If you encounter any issues during installation:

  • Ensure your Python environment is properly set up.
  • If you’re using Python 3, you might need to run:
    Terminal window
    pip3 install raise_synthetic_data_generator
  • If you’re working within a virtual environment, make sure it is activated before running the install command.

Usage

from raise_synthetic_data_generator import generate_synthetic_data
import pandas as pd
# Example input dataframe
df = pd.DataFrame(
{"age": [23, 35, 44, 29, 31], "country": ["ES", "FR", "DE", "IT", "ES"]}
)
# Generate synthetic data (in memory + saved to disk)
generate_synthetic_data(
dataset=df, # if desired the CSV filename can also be given
selected_model="auto-select", # or explicitly: "CTGAN", "TVAE" or "Copulas
n_samples=10, # number of synthetic samples to generate
evaluation_report=True, # if true (evaluation PDF report is generated)
output_dir="results", # base output directory (if none, results path will be created)
run_name="demo-run", # optional run name (this will be the subfolder where generated objects will be stored, if none a subfolder will be created)
)

This will save in specified output folder:

  • The generated synthetic (synthetic_data.csv)
  • A text file with the applied model information (info.txt)
  • (If selected) A folder with resulted evaluation figures (evaluation_figures).
  • (If selected) A PDF report with synthetic data quality evaluation results (evaluation_report.pdf).

API Reference

generate_synthetic_data(dataset, selected_model, n_samples, evaluation_report, output_dir, run_name)

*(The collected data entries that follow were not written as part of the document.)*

PR #325, opened 2023-02-24
Refactor `HighWatermarkCommand`

godlygeek:
This PR implements the cleanup of the `HighWatermarkCommand` interface that I promised when we were discussing ways to clean up #317 to pass the `TemporalAllocationRecord`'s through the layers more cleanly.

I think this is a huge improvement over what we've got. This is in a reviewable state, I'm only marking it as draft to remind us not to land it until we've landed #317 and rebased this on it.


godlygeek:
Rebased, now that #317 is landed. Should be good to review at your leisure.

pablogsal:
Flawless!

pablogsal (approved):

Issue #332, opened 2023-03-11
AssertionError when generating flamegraph from native run


toofar:
### Is there an existing issue for this?

- [X] I have searched the existing issues

### Current Behavior

I'm trying to generation a flamegraph based on data from a native run. I'm getting this output:

```
⚠  No debug information was found for the Python interpreter  ⚠

Without debug information reports showing native traces may not include file names and line numbers. Please use an interpreter 
built with debug symbols for best results. Check https://bloomberg.github.io/memray/native_mode.html for more information 
regarding how memray resolves symbols.

Traceback (most recent call last):
  File "<frozen runpy>", line 198, in _run_module_as_main
  File "<frozen runpy>", line 88, in _run_code
  File "/mnt/ssd/user/qute-basedirs/venv-6.5/lib/python3.11/site-packages/memray/__main__.py", line 6, in <module>
    sys.exit(main())
             ^^^^^^
  File "/mnt/ssd/user/qute-basedirs/venv-6.5/lib/python3.11/site-packages/memray/commands/__init__.py", line 128, in main
    arg_values.entrypoint(arg_values, parser)
  File "/mnt/ssd/user/qute-basedirs/venv-6.5/lib/python3.11/site-packages/memray/commands/common.py", line 165, in run
    self.write_report(
  File "/mnt/ssd/user/qute-basedirs/venv-6.5/lib/python3.11/site-packages/memray/commands/common.py", line 130, in write_report
    reporter = self.reporter_factory(
               ^^^^^^^^^^^^^^^^^^^^^^
  File "/mnt/ssd/user/qute-basedirs/venv-6.5/lib/python3.11/site-packages/memray/reporters/flamegraph.py", line 121, in from_snapshot
    tuple(record.hybrid_stack_trace())
          ^^^^^^^^^^^^^^^^^^^^^^^^^^^
  File "src/memray/_memray.pyx", line 279, in memray._memray.AllocationRecord.hybrid_stack_trace
AssertionError
```

The .bin file is here (50MB): https://litter.catbox.moe/g8io46.bin
It's a 3 day link, I can put up another one if that times out.

[...]

PR #334, opened 2023-03-14
Handle missing eval symbols in the hybrid stack with non entry frames

pablogsal:
In Python 3.11, due to the presence of non-entry frames we are hitting an assertion when constructing the hybrid stack.

for Python 3.10 and earlier, `len(hybrid_stack) == len(native_stack)`, which is why we've never seen this `assert hidx == -1` fail before. In 3.11 there are now non-entry frames, and `hybrid_stack` is longer than `native_stack` by the number of non-entry frames in the Python stack. If we fail to recognize a `_PyEval_EvalFrameDefault` call in Python 3.10 and earlier it only causes us to fill a native frame into `hybrid_stack` instead of a Python frame, but from 3.11 on it _also_ causes us to totally fail to insert any non-entry Python frames that were evaluated by that call to `_PyEval_EvalFrameDefault`, meaning we write fewer total entries into `hybrid_stack` than we meant to.

After some discussion we have decided that the correct thing to do here is return the Python stack if we cannot construct the hybrid stack. This is because report files that include native information will always try to construct the hybrid stack and returning something that doesn't include the Python stack somehow will result in a very bad user experience as they won't see any Python code whatsoever in the reports.

Closes: #332

### DIFF
--- a/news/334.bugfix.rst
+++ b/news/334.bugfix.rst
@@ -1,0 +1,1 @@
+Fixed a bug that was hitting an assert when constructing hybrid stack frames in Python 3.11 when no eval symbols are available.
--- a/src/memray/_memray.pyx
+++ b/src/memray/_memray.pyx
@@ -236,13 +236,13 @@ cdef hybrid_stack_trace(
             hybrid_stack[hidx] = native_frame
             hidx -= 1
 
-    assert hidx == -1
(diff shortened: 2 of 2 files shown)


godlygeek (approved):
LGTM

PR #362, opened 2023-04-24
Remove tox dependancy

### LINKED ISSUE #350: Drop `tox` dependency
Since we've landed on using `make` for orchestrating maintenance commands for the repository, remove our `tox` configuration file and drop our dependency on `tox` in our GitHub actions. Also remove the reference to `tox.ini` in our coverage configuration in `Makefile`, as well as any other references to it that exist.

sjirwin:
*Issue number of the reported bug or feature request: #350*

**Describe your changes**
`make` is now used for orchestrating maintenance commands for the repository so `tox` is not needed anymore

**Testing performed**
verified new settings by running `make dev-install` and `make pycoverage` locally

**Additional context**
Closes #350


godlygeek (approved):
I dropped the changes to the benchmarks/ directory (those files are vendored directly from an upstream source), and needed to switch the Ubuntu image to use ./venv instead of just /venv since we're not running as root in it.

Otherwise, LGTM!

godlygeek (approved):
LGTM

PR #363, opened 2023-04-24
Only delete the *.so files that we create

### LINKED ISSUE #353: `make clean` breaks virtualenvs stored inside the repo clone
If you create a virtualenv inside a clone of the repo, running `make clean` will break it by removing all of the `*.so` files inside of it. We should improve our `make clean` to only remove files that we know we've created.

jay-z007:
*Issue number of the reported bug or feature request: #353 *

**Describe your changes**
Delete only the following:
- `_test_utils`
- `_memray`
- `_inject`
- `build/` dir

**Testing performed**
To make sure that the virtualenv is working after running `make clean`, I did the following,
- Installed some packages in the virtualenv
- Start the interpreter and import a few modules

**Additional context**
Closes #353

### DIFF
--- a/Makefile
+++ b/Makefile
@@ -179,8 +179,12 @@ gh-pages:  ## Publish documentation on BBGitHub Pages
 
 .PHONY: clean
 clean:  ## Clean any built/generated artifacts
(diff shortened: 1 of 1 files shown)


godlygeek (approved):
LGTM

PR #365, opened 2023-04-24
ci: Only check for news entries if src/ changed 

stefmolin:
**Describe your changes**
- Separate the check for a news entry into its own action to apply only to `src/*` files
- Clean up `sanity-check.yml` workflow file

**Testing performed**
This PR will trigger the `sanity-check.yml` workflow file (which will now pass since there is no need for the `skip news` label), but not the `news-check.yml` workflow file since there are no changes to `src/memray/*`.

### DIFF
--- a/.github/workflows/news-check.yml
+++ b/.github/workflows/news-check.yml
@@ -1,0 +1,23 @@
+name: News entry check
+on:
+  pull_request:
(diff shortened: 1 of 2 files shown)


godlygeek (approved):
LGTM

Issue #352, opened 2023-04-23
Set up CI to build and test musl libc wheels


godlygeek:
Currently `pystack` publishes `musllinux` wheels, but `memray` doesn't. Update our GitHub Actions to build, test, and publish `musllinux` wheels.

salticus:
I would like to try this issue today.

gusmonod:
Closed by the above PR. Thanks @salticus !

salticus:
You're welcome!

PR #379, opened 2023-04-25
Build musl x86-64 wheels

salticus:
#352 Set up CI to build and test musl libc wheels

**Describe your changes**
Enable musl builds in the pyproject file. Dependencies for memray are supplied using comparable libraries from the Alpine main repository.

**Testing performed**
Running against GitHub actions is producing long build times. Further changes may be necessary.

### DIFF
--- a/.github/workflows/build_wheels.yml
+++ b/.github/workflows/build_wheels.yml
@@ -40,7 +40,7 @@ jobs:
           CIBW_ARCHS_LINUX: ${{ matrix.cibw_arch }}
           CIBW_PRERELEASE_PYTHONS: True
           CIBW_TEST_EXTRAS: test
-          CIBW_TEST_COMMAND: pytest {package}/tests
+          CIBW_TEST_COMMAND: python -m pytest {package}/tests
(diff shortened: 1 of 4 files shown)


pablogsal:
Hummmm, seems that `lldb` is missing from the alpine repo?

pablogsal:
I have updated the PR skipping 32 bit muslinux wheels

godlygeek:
> Hummmm, seems that `lldb` is missing from the alpine 32 bits repo?

We could make that install optional. We already do that for the manylinux builds. The test suite just skips that `memray attach` test when `lldb` isn't available.

> We probably don't want 32 bits muslc wheels in any case

But that's fine, too.

There were still a few failing tests even for musl x86-64. Looks like the old musl libc version in the musllinux_1_1 container implements `aligned_alloc` and `realloc` in terms of the `malloc` symbol in the PLT, so we needed to set the recursion guard in a few more places in the hooks to prevent double counting of allocations with those allocators.

godlygeek (approved):
Thanks a lot for the contribution, @salticus!

PR #380, opened 2023-04-28
Work around an IPython packaging bug

godlygeek:
This works around a packaging bug in IPython 8.13: it drops support for Python 3.8, but still declares support for 3.8 in its `python_requires`, so `pip` installs the new version even for Python versions that don't support it.

See https://github.com/ipython/ipython/issues/14053


gusmonod (approved):
LGTM

PR #1379, opened 2018-04-22
robust_pca implementation

charan223:
Added robust pca implementation, which is pca using robust svd analysis

### DIFF
--- a/src/mlpack/methods/pca/decomposition_policies/robust_svd_method.hpp
+++ b/src/mlpack/methods/pca/decomposition_policies/robust_svd_method.hpp
@@ -1,0 +1,100 @@
+/**
+ * @file robust_svd_method.hpp
+ * @author Charan Reddy
+ *
+ * Implementation of the robust svd method for use in the Principal
+ * Components Analysis method.
+ *
+ * mlpack is free software; you may redistribute it and/or modify it under the
+ * terms of the 3-clause BSD license.  You should have received a copy of the
+ * 3-clause BSD license along with mlpack.  If not, see
+ * http://www.opensource.org/licenses/BSD-3-Clause for more information.
+ */
+
+#ifndef MLPACK_METHODS_PCA_DECOMPOSITION_POLICIES_ROBUST_SVD_METHOD_HPP
+#define MLPACK_METHODS_PCA_DECOMPOSITION_POLICIES_ROBUST_SVD_METHOD_HPP
+
+#include <mlpack/prereqs.hpp>
+#include <mlpack/methods/robust_svd/robust_svd.hpp>
+
+namespace mlpack {
+namespace pca {
+
+/**
+ * Implementation of the robust SVD policy.
+ */
+class RobustSVDPolicy
+{
+ public:
+  /**
+   * Use robust SVD method to perform the principal components analysis
+   * (PCA).
+   *
+   * @param iteratedPower Size of the normalized power iterations
+   *        (Default: rank + 2).
+   * @param maxIterations Number of iterations for the power method
+   *        (Default: 2).
+   */
+  RobustSVDPolicy(const size_t iteratedPower = 0,
+                      const size_t maxIterations = 2) :
+      iteratedPower(iteratedPower),
+      maxIterations(maxIterations)
+  {
+    /* Nothing to do here */
+  }
+
+  /**
+   * Apply Principal Component Analysis to the provided data set using the
+   * robust SVD.
+   *
+   * @param data Data matrix.
+   * @param centeredData Centered data matrix.
+   * @param transformedData Matrix to put results of PCA into.
+   * @param eigVal Vector to put eigenvalues into.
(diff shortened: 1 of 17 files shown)


src/mlpack/methods/pca/decomposition_policies/robust_svd_method.hpp
```diff
@@ -0,0 +1,100 @@
...
+#define MLPACK_METHODS_PCA_DECOMPOSITION_POLICIES_ROBUST_SVD_METHOD_HPP
+
+#include <mlpack/prereqs.hpp>
+#include <mlpack/methods/robust_svd/robust_svd.hpp>
+
+namespace mlpack {
+namespace pca {
+
+/**
+ * Implementation of the robust SVD policy.
```
rcurtin: Can you clarify some more in the documentation here about what robust SVD is, and can you add a reference to the paper you are implementing?

src/mlpack/methods/pca/decomposition_policies/robust_svd_method.hpp~
```diff
@@ -0,0 +1,100 @@
+/**
+ * @file robust_svd_method.hpp
```
rcurtin: I think this file was accidentally checked in, it looks like an editor-created file.

src/mlpack/methods/pca/pca.hpp
```diff
@@ -27,10 +27,11 @@ namespace pca {
  * common, widely-used technique that is often used for either dimensionality
  * reduction or transforming data into a better basis.  Further information on
  * PCA can be found in almost any statistics or machine learning textbook, and
- * all over the internet.
+ * all over the internet. Note this class will be changed to have the name PCA
+ * in mlpack 3.0.0
```
rcurtin: This reverts some changes that we have made for mlpack 3.0.0, can you undo your changes to this file please?

src/mlpack/methods/pca/pca_main.cpp
```diff
@@ -10,6 +10,8 @@
  * 3-clause BSD license along with mlpack.  If not, see
  * http://www.opensource.org/licenses/BSD-3-Clause for more information.
  */
+
+
```
rcurtin: No need to add extra lines.  (That also applies a few other places later in the file.)

src/mlpack/methods/pca/pca_main.cpp
```diff
@@ -101,6 +105,7 @@ void RunPCA(arma::mat& dataset,
 
 static void mlpackMain()
 {
+  Log::Info << "here" << endl;
```
rcurtin: This looks like extra debugging output left here by accident.

src/mlpack/methods/robust_svd/CMakeLists.txt~
```diff
@@ -0,0 +1,15 @@
+# Define the files we need to compile.
```
rcurtin: This looks like an extra file also.

src/mlpack/methods/robust_svd/check.cpp~
```diff
@@ -0,0 +1,11 @@
+#include <armadillo>
+#include <iostream>
```
rcurtin: This one also seems extra.

src/mlpack/methods/robust_svd/robust_svd.cpp
```diff
@@ -0,0 +1,85 @@
...
+	check2 = arma::zeros(size(X));
+	S = arma::sign(X) * arma::max((arma::abs(X) - mu_inv*lmbda), check2);
+	Y = Y + mu * (data - L - S);
+	err = arma::accu(arma::pow(arma::abs(data - L - S) , 2));
+	iter+=1;
+	if(iter%100 !=0 || iter ==1 || iter >max_iter || err<=tol)
+	{
+		std::cout<<"iteration: "<< iter << " error: "<<err<<std::endl;
+	} 
+  }
```
rcurtin: There is no documentation or comments at all in this block of code.  I think that will make it very hard to maintain.  If you can rewrite this completely in a well-commented and easier to understand way (with references to equations in the paper where needed) it would be really helpful.

Also we should not use output directly to `cout`---if you want to provide iteration-specific output, use `Log::Info` please.

src/mlpack/tests/CMakeLists.txt
```diff
@@ -149,13 +147,8 @@ add_executable(mlpack_test
   main_tests/random_forest_test.cpp
   main_tests/softmax_regression_test.cpp
   main_tests/sparse_coding_test.cpp
-  main_tests/kmeans_test.cpp
   main_tests/hoeffding_tree_test.cpp
-  main_tests/hmm_viterbi_test.cpp
   main_tests/hmm_train_test.cpp
-  main_tests/hmm_loglik_test.cpp
-  main_tests/hmm_generate_test.cpp
-  main_tests/hmm_test_utils.hpp
```
rcurtin: We shouldn't remove tests.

This function, iis the primary entry point to generate a synthetic dataset.

Parameters:

  • dataset (str or pandas DataFrame): The path where your input data is stored in CSV format or a pandas DataFrame that contains the original dataset.
  • selected_model (str, optional): One of “auto-select”, “CTGAN”, “TVAE” or “Copulas”. The default is "auto-select".
  • n_sample (int, optional): Number of synthetic samples to generate. The default is the number of samples in dataset.
  • evaluation_report (boolean, optional): Boolean indicating if a synthetic data quality evaluation report will be created. The default is True.
  • output_dir (str or Path, optional): The output_dir where generated objects will be stored. The default is "results".
  • run_name (str, optional): The folder name where generated objects will be stored. The default is generated automatically.